= STUDY MATERIAL =
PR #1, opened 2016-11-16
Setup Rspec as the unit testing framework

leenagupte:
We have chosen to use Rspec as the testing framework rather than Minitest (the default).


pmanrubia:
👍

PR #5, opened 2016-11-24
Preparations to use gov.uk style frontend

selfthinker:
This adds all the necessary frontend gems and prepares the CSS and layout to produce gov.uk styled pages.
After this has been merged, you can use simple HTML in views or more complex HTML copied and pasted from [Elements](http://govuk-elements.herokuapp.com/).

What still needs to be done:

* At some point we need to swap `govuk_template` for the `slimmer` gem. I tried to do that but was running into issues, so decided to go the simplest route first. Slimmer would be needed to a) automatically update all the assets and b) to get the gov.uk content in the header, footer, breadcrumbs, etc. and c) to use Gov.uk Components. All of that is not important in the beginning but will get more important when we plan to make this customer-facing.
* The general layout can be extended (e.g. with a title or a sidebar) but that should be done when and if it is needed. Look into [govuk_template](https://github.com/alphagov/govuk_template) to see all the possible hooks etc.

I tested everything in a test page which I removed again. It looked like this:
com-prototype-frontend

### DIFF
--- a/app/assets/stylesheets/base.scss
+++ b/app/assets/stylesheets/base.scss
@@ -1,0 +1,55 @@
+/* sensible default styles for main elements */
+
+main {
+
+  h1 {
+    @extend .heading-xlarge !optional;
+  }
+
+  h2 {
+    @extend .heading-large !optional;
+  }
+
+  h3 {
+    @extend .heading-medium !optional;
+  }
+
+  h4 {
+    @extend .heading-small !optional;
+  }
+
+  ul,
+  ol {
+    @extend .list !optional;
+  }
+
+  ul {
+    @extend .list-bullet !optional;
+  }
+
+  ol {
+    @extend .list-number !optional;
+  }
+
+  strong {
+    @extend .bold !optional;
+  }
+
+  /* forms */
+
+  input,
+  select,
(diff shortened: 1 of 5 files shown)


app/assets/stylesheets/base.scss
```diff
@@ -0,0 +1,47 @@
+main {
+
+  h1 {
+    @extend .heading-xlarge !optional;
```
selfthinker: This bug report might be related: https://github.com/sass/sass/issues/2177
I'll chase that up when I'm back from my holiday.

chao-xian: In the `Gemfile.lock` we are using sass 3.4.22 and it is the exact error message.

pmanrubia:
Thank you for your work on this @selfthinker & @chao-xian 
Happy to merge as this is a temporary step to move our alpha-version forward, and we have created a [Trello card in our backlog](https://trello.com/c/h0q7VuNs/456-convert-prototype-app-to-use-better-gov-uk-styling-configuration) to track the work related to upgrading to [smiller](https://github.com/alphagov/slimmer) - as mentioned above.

= INSTRUCTIONS FOR THE TASK =
Each entry needs to be written out again, exactly as given.

= SOLUTION TO THIS PROBLEM =
PR #1, opened 2016-11-16
Setup Rspec as the unit testing framework

leenagupte:
We have chosen to use Rspec as the testing framework rather than Minitest (the default).


pmanrubia:
👍

PR #5, opened 2016-11-24
Preparations to use gov.uk style frontend

selfthinker:
This adds all the necessary frontend gems and prepares the CSS and layout to produce gov.uk styled pages.
After this has been merged, you can use simple HTML in views or more complex HTML copied and pasted from [Elements](http://govuk-elements.herokuapp.com/).

What still needs to be done:

* At some point we need to swap `govuk_template` for the `slimmer` gem. I tried to do that but was running into issues, so decided to go the simplest route first. Slimmer would be needed to a) automatically update all the assets and b) to get the gov.uk content in the header, footer, breadcrumbs, etc. and c) to use Gov.uk Components. All of that is not important in the beginning but will get more important when we plan to make this customer-facing.
* The general layout can be extended (e.g. with a title or a sidebar) but that should be done when and if it is needed. Look into [govuk_template](https://github.com/alphagov/govuk_template) to see all the possible hooks etc.

I tested everything in a test page which I removed again. It looked like this:
com-prototype-frontend

### DIFF
--- a/app/assets/stylesheets/base.scss
+++ b/app/assets/stylesheets/base.scss
@@ -1,0 +1,55 @@
+/* sensible default styles for main elements */
+
+main {
+
+  h1 {
+    @extend .heading-xlarge !optional;
+  }
+
+  h2 {
+    @extend .heading-large !optional;
+  }
+
+  h3 {
+    @extend .heading-medium !optional;
+  }
+
+  h4 {
+    @extend .heading-small !optional;
+  }
+
+  ul,
+  ol {
+    @extend .list !optional;
+  }
+
+  ul {
+    @extend .list-bullet !optional;
+  }
+
+  ol {
+    @extend .list-number !optional;
+  }
+
+  strong {
+    @extend .bold !optional;
+  }
+
+  /* forms */
+
+  input,
+  select,
(diff shortened: 1 of 5 files shown)


app/assets/stylesheets/base.scss
```diff
@@ -0,0 +1,47 @@
+main {
+
+  h1 {
+    @extend .heading-xlarge !optional;
```
selfthinker: This bug report might be related: https://github.com/sass/sass/issues/2177
I'll chase that up when I'm back from my holiday.

chao-xian: In the `Gemfile.lock` we are using sass 3.4.22 and it is the exact error message.

pmanrubia:
Thank you for your work on this @selfthinker & @chao-xian 
Happy to merge as this is a temporary step to move our alpha-version forward, and we have created a [Trello card in our backlog](https://trello.com/c/h0q7VuNs/456-convert-prototype-app-to-use-better-gov-uk-styling-configuration) to track the work related to upgrading to [smiller](https://github.com/alphagov/slimmer) - as mentioned above.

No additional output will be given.